And only twice as expensive as the competing hardware you use to run R1 671B at ...

mrcwinn · 2025-01-29T03:36:38 1738121798

Serious question coming from ignorance — what is the most cost effective way to run this locally, Mac or PC? Please, no fanboyism from either side. My understanding is that Apple's unified memory architecture is a leg up for that platform given the memory needs of these models, versus stringing together lots of NVidia GPUs.

Maybe I'm mistaken! Grateful to be corrected.

wincy · 2025-01-29T03:47:23 1738122443

I think for $6000 you can run an EPYC setup. But the token/sec is going to be objectively slower than the Macs. What you gain on them is speed. I read this [0] on X earlier today which seems like a good guide on how to get yourself up and running.

[0] https://x.com/i/bookmarks/1884342681590960270?post_id=188424...

coder543 · 2025-01-29T04:03:55 1738123435

The most cost-effective way is arguably to run it off of any 1TB SSD (~$55) attached to whatever computer you already have.

I was able to get 1 token every 6 or 7 seconds (approximately 10 words per minute) on a 400GB quant of the model, while using an SSD that benchmarks at a measly 3GB/s or so. The bottleneck is entirely the speed of the SSD at that level, so an SSD that is twice as fast should make the model run about twice as fast.

Of course, each message you send would have approximately a 1 business day turnaround time… so it might not be the most practical.

With a RAID0 array of two PCIe 5.0 SSDs (~14GB/s each, 28GB/s total), you could potentially get things up to an almost tolerable speed. Maybe 1 to 2 tokens per second.

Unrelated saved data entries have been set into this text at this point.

PR #24654, opened 2023-10-30
[MIRROR] Basic Pirate NPCs [MDB IGNORE]

SkyratBot:
Original PR: https://github.com/tgstation/tgstation/pull/79284
--------------------

## About The Pull Request

Converts hostile pirate NPCs to basic mobs - specifically, a subtype of trooper. As their behavior is not meaningfully distinct from other troopers, this conversion mostly just sticks them on the existing AI behavior while keeping the rest the same.

Pirates do have one new thing going for them, though, to differentiate them from other troopers. They use the new **plundering attacks** component, which means that every time they land a melee attack, they steal money from the bank account of whoever they hit. This requires the target to be wearing an ID with a linked bank account, so it's not the hardest thing in the world to hide your money from them - but it's still something to be wary of! If killed, any mob with this component will drop everything they've stolen in a convenient holochip.
## Why It's Good For The Game

Takes down 5 more simplemobs, and (I think) converts the last remaining trooper-type enemy to be a basic trooper. (It's possible there's more I've forgotten that could use the same AI, though.)

The money-stealing behavior is mostly good because I think it's funny, but it also makes the pirates something a little distinct from "yet another mob that runs at you and punches you until you die". They still do that, but now there's a little twist! This can be placed on other mobs too, if we want to make any other sorts of thieves or brigands.
## Changelog
:cl:
refactor: Pirate NPCs now use the basic mob framework. They'll be a little smarter in combat, and if you're wearing your ID they'll siphon your bank account with every melee attack! Beware! Please report any bugs.
/:cl:


Compu18AI:
this
is epic

vinylspiders (approved):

It’s just such an enormous model that your next best option is like $6000 of hardware, as another comment mentioned, and that is probably going to be significantly slower than the two M2 Ultra Mac Studios featured in the current post. It’s a sliding scale of cost versus performance.

This model has about half as many active parameters as Llama3-70B, since it has 37B active parameters, so it’s actually pretty easy to run computationally… but the catch is that you have to be able to access any 37B of those 671B parameters at any time, so you have to find somewhere fast to store the entire model.